PR #29, opened 2016-02-21
Add output limits to pid manager

aschokking:
defaults to -1 1

### DIFF
--- a/src/xbot/common/math/PIDManager.java
+++ b/src/xbot/common/math/PIDManager.java
@@ -13,8 +13,8 @@ public class PIDManager {
     private DoubleProperty propP;
     private DoubleProperty propI;
     private DoubleProperty propD;
-    private DoubleProperty maxPositiveOutput;
-    private DoubleProperty minNegativeOutput;
+    private DoubleProperty maxOutput;
+    private DoubleProperty minOutput;
 
     public PIDManager(String functionName, XPropertyManager propMan, double defaultP, double defaultI, double defaultD,
             double defaultMaxOutput, double defaultMinOutput) {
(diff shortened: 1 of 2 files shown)


aschokking:
@JohnGilb

src/xbot/common/math/PIDManager.java
```diff
@@ -13,26 +13,37 @@
...
-            double defaultD) {
-        propP = new DoubleProperty(functionName + " P", defaultP, propMan);
-        propI = new DoubleProperty(functionName + " I", defaultI, propMan);
-        propD = new DoubleProperty(functionName + " D", defaultD, propMan);
+            double defaultD, double defaultMaxOutput, double defaultMinOutput) {
+        propP = propMan.createPersistentProperty(functionName + " P", defaultP);
+        propI = propMan.createPersistentProperty(functionName + " I", defaultI);
+        propD = propMan.createPersistentProperty(functionName + " D", defaultD);
+        
+        maxOutput = propMan.createPersistentProperty(functionName + " MaxOutput", defaultMaxOutput);
```
WasabiFan: There should be spaces between words

src/xbot/common/math/PIDManager.java
```diff
@@ -13,26 +13,37 @@
...
-        setupPIDManager(functionName, propMan, defaultP, defaultI, defaultD);
+        setupPIDManager(functionName, propMan, defaultP, defaultI, defaultD, 1.0, -1.0);
     }
 
     public PIDManager(String functionName, XPropertyManager propMan) {
-        setupPIDManager(functionName, propMan, 0, 0, 0);
+        setupPIDManager(functionName, propMan, 0, 0, 0, 1.0, -1.0);
     }
 
     private void setupPIDManager(String functionName, XPropertyManager propMan, double defaultP, double defaultI,
```
WasabiFan: Why do we have this method? I think this should go in the most verbose constructor and then the others should just cascade down from least to most explicit.

JohnGilb:
lgtm

src/xbot/common/math/PIDManager.java
aschokking: I'm not sure we ever really settled on a philosophy for what things should look like in the property names. I feel like most of the robot ones are camel cased for instance.

src/xbot/common/math/PIDManager.java
aschokking: Sounds reasonable, not sure why it was done this way originally

src/xbot/common/math/PIDManager.java
WasabiFan: There isn't any technical reason to omit spaces (and you include them to separate the value from the label already). So, given that humans are better-able to read space-separated words, we should target the most readable option.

============================================================

__Problem to solve__
Print only the lines that run from the start of the listing to the line bearing "private DoubleProperty propD;"; please keep the first line and that last one, exactly as they appear.

__Result of this task__
PR #29, opened 2016-02-21
Add output limits to pid manager

aschokking:
defaults to -1 1

### DIFF
--- a/src/xbot/common/math/PIDManager.java
+++ b/src/xbot/common/math/PIDManager.java
@@ -13,8 +13,8 @@ public class PIDManager {
     private DoubleProperty propP;
     private DoubleProperty propI;
     private DoubleProperty propD;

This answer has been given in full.